## Data Preprocessing for Artist Embedding

In [None]:
def hex2id(hex):
    return df.id[df.artist_id==hex].values[0]

In [None]:
id_similar_artistx = {hex2id(i):set() for i in tqdm.tqdm(final_all_artists)}

In [None]:
import tqdm
for i in tqdm.tqdm(similar_all_artists.items()):
    for sim_ar in i[1]:
        id_similar_artistx[hex2id(i[0])].add(hex2id(sim_ar))
        id_similar_artistx[hex2id(sim_ar)].add(hex2id(i[0]))

In [None]:
pickle.dump(id_similar_artistx, open('id_similar_artists.pkl', 'wb'))

In [None]:
simar = [list(i[1]) for i in id_similar_artistx.items()]

df_train = pd.DataFrame({"rated":simar})
df_train.head()

In [None]:
import pandas as pd
data = pd.read_csv("matches_train_for_d2v.dat")

In [None]:
data.head()

## Training the Model

In [None]:
import pandas as pd
import numpy as np
from tqdm import tqdm
from gensim.models.callbacks import CallbackAny2Vec
from gensim.models import Word2Vec, KeyedVectors
import multiprocessing
import pickle

np.random.seed(0)
tqdm.pandas()


class ModelSaver(CallbackAny2Vec):
    """Gensim callback to save model every log_frequency epochs"""

    def __init__(
        self, d2v_object, rated_embeddings_path, w2v_model_path, log_frequency=5
    ):
        self.epoch = 1
        self.log_frequency = log_frequency
        self.d2v_object = d2v_object
        self.rated_embeddings_path = rated_embeddings_path
        self.w2v_model_path = w2v_model_path

    def on_epoch_begin(self, model):
        pass

    def on_epoch_end(self, model):
        if self.epoch % self.log_frequency == 0:
            self.d2v_object.w2v_model = model
            self.d2v_object.wv = model.wv
            self.d2v_object.save_rated_vec(self.rated_embeddings_path)
            self.d2v_object.save_w2v_model(self.w2v_model_path)
        self.epoch += 1


class D2V_Recommender:
    def __init__(
        self,
        embedding_size=100,
        window=3,
        min_count=1,
        workers=multiprocessing.cpu_count() - 1,
        num_epochs=50,
        sample=0,  # do not downsample
    ):
        self.embedding_size = embedding_size
        self.window = window
        self.min_count = min_count
        self.workers = workers
        self.num_epochs = num_epochs
        self.sample = sample

        self.wv = None
        self.mean_embeddings = (
            # access to embeddings with self.mean_embeddings["rater_user_id"]
            None
        )
        self.data_dict = None  # dict of arrays with X_train, X_test, y_train, y_test

    def fit_rated_embeddings(
        self, d2v_train, w2v_model_path, rated_embeddings_path, resume_training=False
    ):
        """
        Fit and save Word2Vec model to embed rated users based on dating behavior of raters.

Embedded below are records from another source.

PR #217, opened 2019-09-11
There ain't no rest for the wicked!

dustinblack:
Fix a bunch of silly sleeps in the CI scripts.

### DIFF
--- a/tests/common.sh
+++ b/tests/common.sh
@@ -40,21 +40,20 @@ function wait_clean {
 
 # The argument is 'timeout in seconds'
 function get_uuid () {
-  sleep_time=$1
-  sleep $sleep_time
   counter=0
-  counter_max=6
+  sleep_time=5
+  counter_max=$(( $1 / sleep_time ))
   uuid="False"
   until [ $uuid != "False" ] ; do
     uuid=$(kubectl -n my-ripsaw get benchmarks -o jsonpath='{.items[0].status.uuid}')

        :param d2v_train: A pd.Series of list of rated_ids (string) that were co-liked by a rater
        """
        # Prepare the data iterator
        d2v_train_iterator = self.build_data_iterator(d2v_train)

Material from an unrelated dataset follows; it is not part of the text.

PR #218, opened 2019-09-11
Uperf on VMinstances

aakarshg:
This will allow Ripsaw to orchestrate Uperf on VMs.
please note: I'm not gonna add a CI until kubevirt/cnv stabilizes - rn we're hitting oom and all sorts of problems while the job itself would take more than the current test suite run time as for some reason custom container-disk-images only seem to work on kubevirt without any issue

        # Initiate the model
        
        model_saver = ModelSaver(self, rated_embeddings_path, w2v_model_path)
        self.w2v_model = Word2Vec(
            vector_size=self.embedding_size,
            window=self.window,
            min_count=self.min_count,
            workers=self.workers,
            sample=self.sample,
            sg=1,  # skip-gram
            hs=0,
            negative=5,
            callbacks=[model_saver],
            seed=0,
        )
        model = self.w2v_model
        if resume_training:
            model = self.load_w2v_model(w2v_model_path)
            model.build_vocab(d2v_train_iterator, update=True)
        elif model.train_count == 0:
            model.build_vocab(d2v_train_iterator)

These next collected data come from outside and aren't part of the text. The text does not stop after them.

PR #222, opened 2019-09-17
move to using podman

aakarshg:


aakarshg:
Done @jtaleric give it a nod and merge please

PR #224, opened 2019-09-17
use run_snafu.py for fs-drift

bengland2:
do not merge or test this PR without snafu PR 51.
It simply calls run_snafu.  I removed some cruft that was no longer needed.

### DIFF
--- a/resources/crds/ripsaw_v1alpha1_fs_drift_cr.yaml
+++ b/resources/crds/ripsaw_v1alpha1_fs_drift_cr.yaml
@@ -14,8 +14,7 @@ spec:
   workload:
     name: fs-drift
     args:
-      # increase samples to 3 to get % deviation in results
-      # NOT IMPLEMENTED YET
+      # increase samples to 3 to measure variance in results
       samples: 1
       # specify as many pods as you like
       worker_pods: 2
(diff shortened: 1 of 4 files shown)


bengland2:
left out the ES env. vars in workload.yml.j2, putting that in, DNM yet.   Need a way to test with AWS.

bengland2:
This PR is ready to merge now.   This PR has been tested in AWS, but we haven't seen it deliver ES docs yet from AWS obviously, but as with smallfile we do see the environment variables being passed through from the CR to run_snafu.py.   The ES document generation was tested using a local docker image separately.

bengland2:
@aakarsh if you think it's ok, can you mark this OK to test?  I'll run the CI and resolve any problems.

bengland2:
do not merge, there are problems that minishift CI is reporting.  Wondering why minikube passed it, more later.    I don't like the test script, it doesn't tell you what went wrong, fixing that.

bengland2:
Should be ready for merge now.   tests/test_crs/valid_fs_drift.yaml wasn't including the environment variables or the samples parameter, I fixed workload.yml.j2 so it doesn't require the user to supply these (unless they want ES or multiple samples).   minikube CI passed on my laptop.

        # train and save final model
        model.train(
            d2v_train_iterator,
            total_examples=model.corpus_count,
            epochs=self.num_epochs,
            compute_loss=True,
        )

        self.w2v_model = model
        self.wv = model.wv
        self.save_rated_vec(rated_embeddings_path)
        self.save_w2v_model(w2v_model_path)

    def build_data_iterator(self, data):
        """ Create an iterator of which an iter is random passes on the data"""

        class shuffle_generator:
            def __init__(self, data):
                self.data = data

            def __iter__(self):
                self.data.apply(np.random.shuffle)
                return shuffle_generator_iter(self.data)

        class shuffle_generator_iter:
            def __init__(self, data):
                self.i = 0
                self.data = data
                self.data_length = len(data)

            def __iter__(self):
                # Iterators are iterables too.
                # Adding this functions to make them so.
                return self

            def __next__(self):
                if self.i < 5 * self.data_length:
                    # Shuffle at the end of the data
                    if self.i % self.data_length == 0:
                        self.data.apply(np.random.shuffle)
                    i = self.i
                    self.i += 1
                    return self.data[i % self.data_length]  # a list
                else:
                    raise StopIteration()

        return shuffle_generator(data)

    def get_single_rated_vec(self, rated_id):
        """ Get embedding vector of rated user of id rated_id"""
        try:
            return self.wv[str(rated_id)]
        except KeyError:
            # The rated user did not appear in the training dataset
            return None

    def get_single_rater_vec(self, rater_id):
        """ Get embedding vector of rater user of id rater_id"""
        try:
            return self.mean_embeddings.loc[str(rater_id)].values
        except KeyError:
            return None

    def save_rated_vec(self, wordvectors_path):
        # wordvectors_path.parent.mkdir(parents=True, exist_ok=True)
        self.wv.save(str(wordvectors_path))

    def load_rated_vec(self, wordvectors_path):
        self.wv = KeyedVectors.load(str(wordvectors_path), mmap="r")
        return self.wv

    def save_w2v_model(self, w2v_model_path):
        # w2v_model_path.parent.mkdir(parents=True, exist_ok=True)
        self.w2v_model.save(str(w2v_model_path))

    def load_w2v_model(self, w2v_model_path):
        self.w2v_model = Word2Vec.load(str(w2v_model_path), mmap="r")
        return self.w2v_model

    def save_data_dict(self, data_dict_path):
        with open(data_dict_path, "wb") as handle:
            pickle.dump(self.data_dict, handle,
                        protocol=pickle.HIGHEST_PROTOCOL)

    def load_data_dict(self, data_dict_path):
        with open(data_dict_path, "rb") as handle:
            self.data_dict = pickle.load(handle)
        return self.data_dict


In [None]:
def process(x):
    return [str(i) for i in x]
    
recommender = D2V_Recommender()

d2v_train = df_train["rated"].map(process)

In [None]:
resume_training = False
recommender.fit_rated_embeddings(
    d2v_train,
    "model.bin",
    "rated.vectors",
    resume_training=resume_training,
)
del d2v_train

In [None]:
len(recommender.wv.index_to_key)